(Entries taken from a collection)
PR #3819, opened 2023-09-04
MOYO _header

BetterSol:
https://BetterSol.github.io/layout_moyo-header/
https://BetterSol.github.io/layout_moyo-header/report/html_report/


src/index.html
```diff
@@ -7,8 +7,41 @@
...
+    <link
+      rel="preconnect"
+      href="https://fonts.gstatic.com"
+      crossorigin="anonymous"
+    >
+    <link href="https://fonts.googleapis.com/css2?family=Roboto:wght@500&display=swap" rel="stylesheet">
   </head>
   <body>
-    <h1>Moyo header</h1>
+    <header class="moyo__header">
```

YOUR OBJECTIVE:
Say how many of the lines above include the word "fonts", giving the figure alone.

RESULT FOR THIS EXERCISE:
2